Exercise requirements ::
The entries should be given again in full. Alter nothing.
** Opening Given records block **
PR #556, opened 2020-02-01
error: introduce `tracing-error` crate

### LINKED ISSUE #464: fmt: add SpanBacktrace API
## Feature Request

This feature is currently available in the experimental `tracing-error` crate Eliza has been working on. The goal is to get this moved into fmt proper. 

### Crates

tracing-subscriber

### Motivation

I would like to be able to get the SpanBacktrace itself to shove into other error types or format into strings or w/e for creating nice rich user facing errors.

### Additional Questions

* Does it make sense to export the same API as std::backtrace::Backtrace https://doc.rust-lang.org/nightly/std/backtrace/index.html? The main issue here being should we allow for conditional capture of backtraces.
  * If we do want to conditionally capture SpanBacktraces, do we want to be able to conditionally capture backtraces independently of the mechanism used by std? Do we just capture if `RUST_LIB_BACKTRACE=1` like std or do we use some different value in the `RUST_LIB_BACKTRACE` variable like color-backtrace with `RUST_BACKTRACE=full` or do we use an entirely different env variable?

hawkw:
## Motivation

A lot of folks have expressed interest in being able to capture the
current `tracing` span context when an error type is _constructed_, so
it can eventually be displayed when the error is handled. Since span
entry is stackful, the error may not be formatted or otherwise handled
within a span context that is in any way related to the one where the
error occurred — and this is only made worse when "channels" are
involved.

## Solution

This branch introduces a new crate, `tracing-error`, which will contain
integrations and types for enriching errors with `tracing` span contexts.

Currently, this crate contains the following:

- A `SpanTrace` type, which captures the current span and allows it to be
  inspected later.

- A `Layer` implementation which may be added to a `Subscriber` to 
  enable capturing traces for errors. This layer will format fields and
  insert them into span extensions, **if no other layer has already 
  added such an extension** using the same formatter. This reuses the
  formatting traits from `tracing-subscriber`'s `fmt` module.

## Notes

Note that we have not actually added any new error types or error
wrapper types. I would like to provide these in the future, so that
span capturing can be seamlessly integrated into the rest of the Rust
error handling ecosystem. However, this will take some additional
experimentation. For now, we want to release the `SpanTrace` type so
that other libraries and applications may use _it_ as an integration point.

We'll need to add more documentation and examples for these APIs, and
can do that in follow-up branches.

Closes #464

Co-authored-by: Jane Lusby <jlusby@yaah.dev>


examples/examples/error.rs
```diff
@@ -0,0 +1,68 @@
+#![deny(rust_2018_idioms)]
+use std::error::Error;
+use std::fmt;
+use tracing_error::{ErrorLayer, SpanTrace};
+use tracing_subscriber::{fmt::Layer as FmtLayer, prelude::*, registry::Registry};
+
+#[tracing::instrument]
+fn do_something(foo: &str) -> Result<&'static str, impl Error + Send + Sync + 'static> {
```
davidbarsky: Nit: Can the error be a type alias instead? It took me a few seconds to parse this signature. For instance, I think I'd prefer something like:

```rust
type Error = Box<dyn std::Error + Send + Sync + 'static>;

#[tracing::instrument]
fn do_something(foo: &str) -> Result<&'static str, Error> { ...}
```

examples/examples/error.rs
```diff
@@ -0,0 +1,68 @@
...
+    match do_another_thing(42, false) {
+        Ok(i) => Ok(i),
+        Err(e) => Err(FooError::new("something broke, lol", e)),
+    }
+}
+#[derive(Debug)]
+struct FooError {
+    message: &'static str,
+    source: Box<dyn Error + Send + Sync + 'static>,
+    context: SpanTrace,
```
davidbarsky: Nit: a comment explaining why a `SpanTrace` is needed would be helpful.

davidbarsky: (Note: I _know_ why you need it, but over-explaining a new concept can't hurt...)

davidbarsky:
This can also be caught in a followup, but I'm confused about the following:

> This layer will format fields and insert them into span extensions, if no other layer has already added such an extension using the same formatter.

Does this mean if a user switches the order of `FmtLayer` and `ErrorLayer`:
```rust
    .with(FmtLayer::default())
    .with(ErrorLayer::default());
```
they might not see the formatted error?

hawkw:
> This can also be caught in a followup, but I'm confused about the following:
> 
> > This layer will format fields and insert them into span extensions, if no other layer has already added such an extension using the same formatter.
> 
> Does this mean if a user switches the order of `FmtLayer` and `ErrorLayer`:
> 
> ```rust
> let subscriber = Registry::default()
>     .with(FmtLayer::default())
>     .with(ErrorLayer::default());
> ```
> 
> they might not see the formatted error?

No, the two layers will _share_ the formatted fields extension. This is a feature, not a bug — if both layers are constructed using the same formatter, they don't need to format the span twice.

davidbarsky:
> No, the two layers will share the formatted fields extension. This is a feature, not a bug — if both layers are constructed using the same formatter, they don't need to format the span twice.

Gotcha! That's what I was missing.

hawkw:
@yaahc @davidbarsky i wrote some (very quick) API docs, let me know what you think?

davidbarsky:
@hawkw The docs are great! The one thing I'd suggest adding is adding an example of copied & pasted the span trace in the provided example.

hawkw:
@davidbarsky updated the docs to show example formatting!

yaahc:
The docs look good to me. I agree with david that there are probably some additions that are needed but I don't think that this release is necessarily where those need to happen. +1 from me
** Closing Given records block **
Your response ::
PR #556, opened 2020-02-01
error: introduce `tracing-error` crate

### LINKED ISSUE #464: fmt: add SpanBacktrace API
## Feature Request

This feature is currently available in the experimental `tracing-error` crate Eliza has been working on. The goal is to get this moved into fmt proper. 

### Crates

tracing-subscriber

### Motivation

I would like to be able to get the SpanBacktrace itself to shove into other error types or format into strings or w/e for creating nice rich user facing errors.

### Additional Questions

* Does it make sense to export the same API as std::backtrace::Backtrace https://doc.rust-lang.org/nightly/std/backtrace/index.html? The main issue here being should we allow for conditional capture of backtraces.
  * If we do want to conditionally capture SpanBacktraces, do we want to be able to conditionally capture backtraces independently of the mechanism used by std? Do we just capture if `RUST_LIB_BACKTRACE=1` like std or do we use some different value in the `RUST_LIB_BACKTRACE` variable like color-backtrace with `RUST_BACKTRACE=full` or do we use an entirely different env variable?

hawkw:
## Motivation

A lot of folks have expressed interest in being able to capture the
current `tracing` span context when an error type is _constructed_, so
it can eventually be displayed when the error is handled. Since span
entry is stackful, the error may not be formatted or otherwise handled
within a span context that is in any way related to the one where the
error occurred — and this is only made worse when "channels" are
involved.

## Solution

This branch introduces a new crate, `tracing-error`, which will contain
integrations and types for enriching errors with `tracing` span contexts.

Currently, this crate contains the following:

- A `SpanTrace` type, which captures the current span and allows it to be
  inspected later.

- A `Layer` implementation which may be added to a `Subscriber` to 
  enable capturing traces for errors. This layer will format fields and
  insert them into span extensions, **if no other layer has already 
  added such an extension** using the same formatter. This reuses the
  formatting traits from `tracing-subscriber`'s `fmt` module.

## Notes

Note that we have not actually added any new error types or error
wrapper types. I would like to provide these in the future, so that
span capturing can be seamlessly integrated into the rest of the Rust
error handling ecosystem. However, this will take some additional
experimentation. For now, we want to release the `SpanTrace` type so
that other libraries and applications may use _it_ as an integration point.

We'll need to add more documentation and examples for these APIs, and
can do that in follow-up branches.

Closes #464

Co-authored-by: Jane Lusby <jlusby@yaah.dev>


examples/examples/error.rs
```diff
@@ -0,0 +1,68 @@
+#![deny(rust_2018_idioms)]
+use std::error::Error;
+use std::fmt;
+use tracing_error::{ErrorLayer, SpanTrace};
+use tracing_subscriber::{fmt::Layer as FmtLayer, prelude::*, registry::Registry};
+
+#[tracing::instrument]
+fn do_something(foo: &str) -> Result<&'static str, impl Error + Send + Sync + 'static> {
```
davidbarsky: Nit: Can the error be a type alias instead? It took me a few seconds to parse this signature. For instance, I think I'd prefer something like:

```rust
type Error = Box<dyn std::Error + Send + Sync + 'static>;

#[tracing::instrument]
fn do_something(foo: &str) -> Result<&'static str, Error> { ...}
```

examples/examples/error.rs
```diff
@@ -0,0 +1,68 @@
...
+    match do_another_thing(42, false) {
+        Ok(i) => Ok(i),
+        Err(e) => Err(FooError::new("something broke, lol", e)),
+    }
+}
+#[derive(Debug)]
+struct FooError {
+    message: &'static str,
+    source: Box<dyn Error + Send + Sync + 'static>,
+    context: SpanTrace,
```
davidbarsky: Nit: a comment explaining why a `SpanTrace` is needed would be helpful.

davidbarsky: (Note: I _know_ why you need it, but over-explaining a new concept can't hurt...)

davidbarsky:
This can also be caught in a followup, but I'm confused about the following:

> This layer will format fields and insert them into span extensions, if no other layer has already added such an extension using the same formatter.

Does this mean if a user switches the order of `FmtLayer` and `ErrorLayer`:
```rust
    .with(FmtLayer::default())
    .with(ErrorLayer::default());
```
they might not see the formatted error?

hawkw:
> This can also be caught in a followup, but I'm confused about the following:
> 
> > This layer will format fields and insert them into span extensions, if no other layer has already added such an extension using the same formatter.
> 
> Does this mean if a user switches the order of `FmtLayer` and `ErrorLayer`:
> 
> ```rust
> let subscriber = Registry::default()
>     .with(FmtLayer::default())
>     .with(ErrorLayer::default());
> ```
> 
> they might not see the formatted error?

No, the two layers will _share_ the formatted fields extension. This is a feature, not a bug — if both layers are constructed using the same formatter, they don't need to format the span twice.

davidbarsky:
> No, the two layers will share the formatted fields extension. This is a feature, not a bug — if both layers are constructed using the same formatter, they don't need to format the span twice.

Gotcha! That's what I was missing.

hawkw:
@yaahc @davidbarsky i wrote some (very quick) API docs, let me know what you think?

davidbarsky:
@hawkw The docs are great! The one thing I'd suggest adding is adding an example of copied & pasted the span trace in the provided example.

hawkw:
@davidbarsky updated the docs to show example formatting!

yaahc:
The docs look good to me. I agree with david that there are probably some additions that are needed but I don't think that this release is necessarily where those need to happen. +1 from me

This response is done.